With the epidemic growing, Doctors Without Borders said global efforts to stop the outbreak have been “dangerously inadequate.”

The relief group called for WHO and the international community to provide an immediate and massive mobilization of medical resources to Liberia and Sierra Leone, where there are 0.2 and 0.1 doctors per 10,000 people, respectively.

“It is clear that the Ebola epidemic will not be contained without a massive deployment of medical and disaster relief specialists,” read a statement on the Doctors Without Borders Web site. “The governments of Guinea, Liberia, Nigeria, and Sierra Leone are doing everything they can to try to fight this epidemic. Their doctors and nurses have been dying and risking their lives on the front line of this outbreak. They desperately need international support.”

Of particular concern is the situation in Liberia, where all 5 of the nation’s main hospitals in the capital city, Monrovia, were closed last week, with some having reopened at a barely functional level, according to Doctors Without Borders.
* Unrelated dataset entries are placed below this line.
PR #4355, opened 2020-05-27
Make expanded SOS chart item shareable

na9da:
### What this PR does

A user cannot share the expanded SOS chart item, this PR makes it shareable. 

Currently, when creating the expanded chart item we simply duplicate the source item and then when we create a share link we only copy the items "user" traits. This means that when restoring the chart item from a share link its URL and other definition traits will be missing and the item wont load properly. So instead of duplicating the source item, we create a reference to the source item. This process is asynchronous so we also change `ChartExpandAndDownloadButtons` component to accept a promise of items.

### Checklist

### DIFF
--- a/CHANGES.md
+++ b/CHANGES.md
@@ -4,6 +4,7 @@ Change Log
 ### MobX Development
 
 #### mobx-next-release (mobx-32)
+* Made expanded SOS chart item shareable.
 * Fixed a regression bug where the time filter is shown for all satellite imagery items
 * (💫The next rad feature💫 but please be mostly bug fixes from now until June!)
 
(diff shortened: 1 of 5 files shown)


rowanwins:
Looks ok. From what I can tell sharing of charts is generally pretty broken in mobx brnach at the moment so think some more work is needed elsewhere too. For example the `All generation types` item in the `simple.json` catalog also wont share it's chart prior to this PR, and still won't share it's chart.

rowanwins (approved):
Looks good @na9da

na9da:
@rowanwins Thanks for the merge.

I should get to writing that generic chart component then we can fix the issue across the board.

PR #4356, opened 2020-05-27
Fix diffable & discretelytimevarying mixin methods

soyarsauce:
### What this PR does

* Fixes a bug where WMS items caused type errors in newer babel and typescript builds, due to mixed mixin methods on DiffableMixin & DiscretelyTimeVaryingMixin

### Checklist
-   [x] unit tests n/a - tried to do this but it would involve different tsconfig options which would break a bunch of other bits of terria.


soyarsauce:
Fixes https://github.com/TerriaJS/terriajs/issues/4345

na9da (approved):
Looks good!

PR #4363, opened 2020-05-28
Mobx: set clampToGround trait default on GeoJsonCatalogItem

rowanwins:
### What this PR does

95% of geojson files in the wild aren't 3D and so if they get added with clampToGround: false they float around in space. This PR changes the default.

### Checklist

-   [x] No unit tests required


nf-s:
Thanks rowan, I need this!

PR #4887, opened 2020-10-21
Fix magda based maps when mix matching init styles

soyarsauce:
### What this PR does

Fix magda based maps when mix matching init styles

When loading in magda based maps with `initializationUrls`, the id of the map config record would be used as the child records now referenced a root group with ID `map-config` instead of `/` in a static-json based catalog.

I also realise this is going to be hard to reproduce/test, basically, with this branch, and terrace (https://github.com/TerriaJS/terrace / https://github.com/TerriaJS/handbook/blob/master/DeveloperGuides/SaasMaps.md), point it at any magda based map, and observe 

`//Corona Virus - Cases`
vs
`map-config-pacificmap/Corona Virus - Cases`

image

image

### Checklist

### DIFF
--- a/CHANGES.md
+++ b/CHANGES.md
@@ -8,6 +8,7 @@ Change Log
 * Chart expanded from feature info panel will now by default show only the first chart line.
 * Chart component attribtues `column-titles` and `column-units` will now accept a simpler syntax like: "Time,Speed" or "ms,kmph"
 * Fix presentation of the WMS Dimension metadata.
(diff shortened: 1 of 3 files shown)


soyarsauce:
This was the initial approach I took, and deciding it was not the best idea given the unpredictability it would have introduced: https://github.com/TerriaJS/terriajs/pull/4888/files

nf-s (approved):

nf-s:
Btw I didn't test this locally because I haven't used Magda before - but looks good!

soyarsauce:
image

PR #4907, opened 2020-10-27
Fix CKAN naming

### LINKED ISSUE #4903: Investigate naming of CKAN dynamic items in version 8
CKAN group seems to name it's items by CKAN Dataset instead of Resource.

- [x] Investigate why this is happening on http://pacificmap.prod.saas.terria.io/#share=s-600IuxFH0DlYfU0Gjspb88pe7Dm
- [x] Fix ASAP

image

tephenavies:
### What this PR does

Fixes #4903.

Add a stratum of computeds so that CkanItemReference inherits shared traits from a containing CkanCatalogGroup

### Checklist

### DIFF
--- a/lib/Models/CkanItemReference.ts
+++ b/lib/Models/CkanItemReference.ts
@@ -1,5 +1,5 @@
 import i18next from "i18next";
-import { computed, runInAction } from "mobx";
+import { action, computed, runInAction } from "mobx";
 import { createTransformer } from "mobx-utils";
 import URI from "urijs";
 import isDefined from "../Core/isDefined";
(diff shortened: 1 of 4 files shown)


lib/Models/CkanItemReference.ts
```diff
@@ -124,16 +127,16 @@ export class CkanDatasetStratum extends LoadableStratum(
...
-        return this.ckanDataset.title + " - " + this.ckanResource.format;
+        return this.ckanDataset.title + " - " + this.ckanResource.name;
       }
       if (
-        this.ckanItemReference.useCombinationNameWhereMultipleResources &&
+        this.ckanItemReference.useDatasetNameAndFormatWhereMultipleResources &&
         this.ckanDataset.resources.length > 1
       ) {
-        return this.ckanDataset.title + " - " + this.ckanResource.name;
+        return this.ckanDataset.title + " - " + this.ckanResource.format;
```
tephenavies, line 145: Switched the order that these are checked so the default is checked last. Otherwise setting `useCombinationNameWhereMultipleResources` without setting `useDatasetNameAndFormatWhereMultipleResources` to false doesn't do anything

soyarsauce: This would better be inline comments in ckanitemreference so it's not lost to the PR

soyarsauce (approved):
image

Merging as code commit changed passed

Issue #4910, opened 2020-10-27
load*! loadMapItems | loadMetadata | loadReference | loadChartItems


soyarsauce:
No action/"issue" on this at the moment, just to capture some things surrounding this.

The outbreak in Liberia could become worse after angry residents on Saturday stole items from a clinic that included infected bloodstained mattresses, sheets, and blankets, which could potentially exacerbate the spread of the virus.

Lindis Hurum, the emergency coordinator for Doctors Without Borders in Liberia, said in a press release that the country’s health system is not equipped to cope with the scale of the epidemic, which has impacted every facet of its society.

“We have exhausted our available pool of experienced medical staff and cannot scale up our response any further,” Hurum said. “We desperately need the WHO, countries, and other aid agencies to deploy staff to the field. We are Doctors Without Borders, but not without limits.”